Cuatro de los monjes que los habían escoltado entraron con ellos. Dos se colocaron a los lados de Lug y dos a los lados de Cormac. Garret también entró, después de dar instrucciones a los dos monjes restantes para que hicieran guardia del lado de afuera de la puerta.

La oficina era amplia pero austera. El mobiliario era escaso y rústico, pero funcional. Un enorme escritorio con un atril de madera para lectura ocupaba el centro, rodeado de candelabros con numerosas velas a medio consumir y pilas de libros y pergaminos. A la derecha, había un tintero y un vaso con varias plumas. Detrás del escritorio, había una robusta silla con respaldo alto y recto en la cual estaba sentado el abad. Vestía con los mismos ropajes con los que había celebrado la liturgia de Vísperas, excepto que se había sacado la mitra de la cabeza y sobre su pecho colgaba una amatista en bruto sostenida por una cadena de plata. Sus manos descansaban tensas sobre el escritorio, con los dedos fuertemente entrelazados.
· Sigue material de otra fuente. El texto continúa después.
PR #186, opened 2023-04-19
Ansi bp 028 r39

eroussy:
This PR add security tags for sudo and correct the bugs caused by this


dupremathieu (commented):
If Ansible has to use the ansible user, it must be created by FAI, correct?

eroussy:
> If Ansible has to use the ansible user, it must be created by FAI, correct?

Yes, and it is already

dupremathieu (approved):

PR #200, opened 2023-05-16
roles/debian-hardening: disable ipv6 for all machines

eroussy:
Previously, ipv6 was disable in a hypervisor file. The observer still had ipv6 enabled.


insatomcat:
I think the change should be done in the debian playbook, rather than in the hardening playbook.
Please take a look at #201.
Converting this PR as a draft in the meantime. Thanks.

PR #225, opened 2023-05-31
Adding the group virtu before the user virtu

laurent-morin:
When deploying cluster_setup_prerequisdebian.yaml on a fresh Debian install, I had an error at the virtu user creation where the virtu group where missing.

### DIFF
--- a/roles/debian/tasks/main.yml
+++ b/roles/debian/tasks/main.yml
@@ -260,6 +260,11 @@
     name: systemd-journald
   when: journaldconf.changed
 
+- name: Create group virtu before the user
+  group :
+    name: virtu
+    state: present
+
 - name: Adding user virtu to groups libvirt and haclient
   user: name=virtu
     group=virtu


dupremathieu:
SEAPATH cannot be used on a regular Debian. You have to generate your Debian ISO using https://github.com/seapath/build_debian_iso. The virtu user is already created if you use this ISO.

laurent-morin:
We are using the iso build with build_debian_iso. In our configuration we set our admin user instead of virtu.
Does the virtu user is needed maybe the admin user could be a variable in the inventory.

dupremathieu (changes requested):
Could you please sign your commit and add a commit message body as described in our contributing guide: https://github.com/seapath/.github/blob/main/CONTRIBUTING.md?

insatomcat:
Hello,
Right now the build_debian_iso logic is linked to the ansible logic. We create an admin user in the iso (virtu) and deal with its privileges in multiple ansible playbooks (debian role, hardening role, cluster_setup_keys playbook, etc.).
This user has multiple uses (which will need to be splitted in the future):
1) "dev" or "rescue" user that that connect to the servers with ssh and sudo as root
2) used by libvirt to live-migrate the guests from one host to another (hence the cluster_setup_keys playbook)

What is your need exactly ?
If it is to change "virtu" to "admin", then you will have to propose a "variabilization" of the virtu username (accross all roles that uses this "virtu" username).

Once again, we also need to think that in the future, this virtu/admin user will not be the one used for live-migration.

The best approach would probably be to work on one unique PR : 
- splitting the use of virtu (into one "rescue" account and one "live-migration" account),
- variabilize both those usernames.

insatomcat:
will solve in #255

PR #236, opened 2023-06-06
debian prereq: remove all FAI grub defaults

insatomcat:
Following https://github.com/seapath/build_debian_iso/pull/57 FAI now has multiple default files for grub
Ansible needs to remove all of them, hence the use of a wildcard pattern (we remove all files in /etc/default/grub.d starting with 2 digits and ending in .cfg)


insatomcat:
I'll add the console parameters to the debian roles.

dupremathieu (approved):

PR #241, opened 2023-06-09
CI: reduce number of reboots

insatomcat:


playbooks/ci_restore_snapshot.yaml
```diff
@@ -7,15 +7,24 @@
   hosts: cluster_machines
   become: true
   tasks:
+    - name: "grub conf"
```
eroussy, line 10: this task is already present in the debian roles, is it really useful to do it here ?

insatomcat: yes, the idea here is that we are rollbacking the machines to zero. The LVM rollback only applies to vg1/root, and the grub configuration is in /boot, so we need this task to rollback the grub config.

eroussy (approved):

PR #245, opened 2023-06-13
Some bugs

insatomcat:
- 01-init.network file was not properly removed
- systemd-resolved was disabled by hardening playbook (it shouldn't)
- systemd-resolved was not bound on a specific address (because af LLMNR)
- vim was not the default editor (vi was, which created some problem with the default vim configuration)
- we also bump the cukinia-tests submodule to take into account the systemd-resolved changes


dupremathieu (changes requested):
Can you update the commit message to add a brief description of the fixes?

dupremathieu (approved):

PR #254, opened 2023-07-03
ntp: allow more than 2 NTP servers

insatomcat:
Replacing ntp_primary_server and ntp_secondary_server variables with ntp_servers which is an array (not limited to 2 items). 
The first item will be the preferred server if no ptp interface is defined. 
For now the change is retro-compatible.


insatomcat:
good point!

dupremathieu (approved):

Garret sonrió con claro placer. Sabía que el abad estaba furioso e iba a disfrutar mucho la reprimenda que le esperaba al popular hermano Bernard.
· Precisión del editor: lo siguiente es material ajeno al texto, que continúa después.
PR #256, opened 2023-07-05
restore.sh: remove hardcoded "virtu" user

insatomcat:
We are now using the "livemigration_user" variable.

### DIFF
--- a/roles/debian/tasks/main.yml
+++ b/roles/debian/tasks/main.yml
@@ -51,6 +51,16 @@
     dest: /usr/local/bin/
     rsync_opts:
       - "--chown=root:root"
+      - "--exclude=*.j2"
+- name: Copy backup-restore templates
+  template:
+    src: ../src/debian/backup-restore/{{ item.src }}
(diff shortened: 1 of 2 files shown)


roles/debian/tasks/main.yml
```diff
@@ -51,6 +51,14 @@
     dest: /usr/local/bin/
     rsync_opts:
       - "--chown=root:root"
+      - "--exclude=*.j2"
+- name: Copy backup-restore templates
+  template:
+    src: ../src/debian/backup-restore/{{ item.src }}
+    dest: /usr/local/bin/{{ item.dest }}
+  with_items:
+      - { src: 'restore_vm.sh.j2',
```
dupremathieu, line 60: This syntax is not very "readable".
I prefered:
```yaml
  with_items:
    - src:
       restore_vm.sh.j2
      dest:
        restore_vm.sh
```

dupremathieu (approved):

dupremathieu (changes requested):
See comment

PR #257, opened 2023-07-06
Allow ceph osd to only use part of disk instead of all disk, to allow for lv snapshot

tpeypelu:
By default, ceph osd will use an entire disk (ceph_osd_disk). This does not allow to use LVM snapshots for ceph, which can be a problem when doing big upgrades (like debian os major version): no rollback is possible.
This commit will allow the user to only use a partition of a disk, create the ceph VG on it, and then use only part of this VG for the ceph LV, leaving some place for a future snapshot.
This change is retrocompatible, the user will need to specifically set the lvm_volumes object in the inventory to use custom partition/VG/LV


inventories/seapath_cluster_definition_example.yml
```diff
@@ -127,6 +121,18 @@ all:
                 node1:
                 node2:
                 node3:
+            vars:
+                # Ceph settings
+                ceph_osd_disk: /dev/sdb # CEPH OSD disk
+#                lvm_volumes:
```
dupremathieu, line 127: Is it possible to prefix lvm_volumes by ceph_?

inventories/seapath_cluster_definition_example.yml
```diff
@@ -127,6 +121,18 @@ all:
...
+#                    - data: lv_ceph # Name of the logical volume to use for the CEPH OSD volume
+#                      data_vg: vg_ceph # Name of the volume group to use for the CEPH OSD volume
+#                      data_size: 5G # Size of the logical volume, default in megabytes, possible values: [0-9]+[bBsSkKmMgGtTpPeE]
+#                      device: "{{ ceph_osd_disk }}"
+#                      device_number: 1 # Number of the partition in the ceph_osd_disk
+#                      device_size: 7GiB # Size of the partition in the ceph_osd_disk, default in megabytes, possible units: B, KB, KiB, MB, MiB, GB, GiB, TB, TiB
+                devices:
```
dupremathieu, line 134: Same remark for devices. I prefer to prefix it with _ceph.

dupremathieu (changes requested):

inventories/seapath_cluster_definition_example.yml
dupremathieu: I was not aware it was a ceph-ansible variable. So, it is ok in that case.

inventories/seapath_cluster_definition_example.yml
dupremathieu: Ditto

dupremathieu (approved):

PR #278, opened 2023-08-07
ceph: plan for the case ceph VG/LG already exist

insatomcat:
This change has to be merged ASAP for the CI to be functionnal

It might be a good target to assume the ceph VG and LG have already been created (for example for a softraid situation). In that case the ceph playbook must deal with multiple possibilities:
- Is it a new ceph installation or not ?
- if it's a new installation, do we already have the ceph VG and LV, in which case we zap them and move to the installation
- if the ceph VG and LV don't exist, are we really in a "customized lvm situation"
- if we are, then we create what the inventory requires, then move to the installation
- if we are not, then we use the whole "ceph_osd_disk" disk and move to the installation

This commit adds the "existing ceph VG/LG case".


insatomcat:
included in #277

PR #281, opened 2023-08-16
switch from hddtemp to smartmontools

insatomcat:
hddtemp is used to monitor the hard disks temperature. This package is dormant and is not available on debian12. It is recommended to use smartmontools instead.
This commit creates the snmp endpoint to retrieve the hard drive temperatures using Smartmontools, and remove the hddtemp deployment code from the playbooks.


src/debian/snmp_tempdisk.sh
```diff
@@ -0,0 +1,9 @@
+#!/usr/bin/env bash
```
eroussy, line 1: This file is never copied on the system.
A line must be added in the playbook to copy it in the hypervisor.

eroussy (changes requested):

src/debian/snmp_tempdisk.sh
insatomcat: the file is copied by this task/line : https://github.com/seapath/ansible/blob/2311d8fcbafc81fb40c7fbbd34c9712d179dd919/roles/debian/tasks/main.yml#L228C13-L228C13

eroussy (approved):

PR #358, opened 2024-01-31
Add vm example

eroussy:
Also refactor the example inventories so that they all be in one place.


dupremathieu (changes requested):
.cqfrd: update ansible-lint -> .cqfd: update ansible-lint

If you want to refactor the VM inventories doc, the best will be to have a dedicated adoc file, as it was done for Open vSwitch with OVS_configuration.adoc.

eroussy:
> If you want to refactor the VM inventories doc, the best will be to have a dedicated adoc file, as it was done for Open vSwitch with OVS_configuration.adoc.

You're right, but I will not be able to do that now. I only change the REAME to correct the path of the VM inventory.
I will open an issue for that.

dupremathieu (approved):

PR #365, opened 2024-02-06
Cpuset bug fix

eroussy:
Fix bug in vm template when the variable cpuset is not given

### DIFF
--- a/templates/vm/guest.xml.j2
+++ b/templates/vm/guest.xml.j2
@@ -8,6 +8,8 @@
   see examples/inventories/vms_inventory_example.yaml
 -->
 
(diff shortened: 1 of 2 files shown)


templates/vm/guest.xml.j2
```diff
@@ -57,19 +60,20 @@
         <vcpusched vcpus="{{ loop.index - 1 }}" scheduler="fifo" priority="{{ vm.rt_priority |default('1') }}" />
         {% endif %}
         {% endfor %}
+        {% endif %}
```
dupremathieu, line 63: Wrong indentation.

dupremathieu (changes requested):

dupremathieu (approved):

PR #391, opened 2024-02-19
Task order in cluster_setup_network.yaml playbook

Gabin-rte:
The task "configure guests' br0 interfaces" is executed after networkd configuration and can override custom network configurations from inventories. Reordering the task solves this issue.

—Hermano Bernard —comenzó el abad, dirigiéndose a Cormac, aunque su mirada estaba clavada en el monje penitente con el rostro oculto por la capucha—, esta debería ser una ocasión de regocijo, una celebración de tu retorno, y sin embargo, el agravio que has cometido contra esta comunidad ha borrado toda bienvenida posible.

—¿Agravio, eminencia? —dijo Cormac, confundido.

—Incluso la palabra agravio es demasiado liviana para describir tu traición —respondió el otro.

—Eminencia... no entiendo...

—¿No entiendes? —dio un puñetazo furioso el abad sobre la mesa que estremeció a todos los presentes—. La regla más sagrada de mi santuario es la absoluta prohibición del uso de la magia, y tú has violado esa regla, tratando de infiltrar a un mago en Lugfaidh, buscando nuestra destrucción.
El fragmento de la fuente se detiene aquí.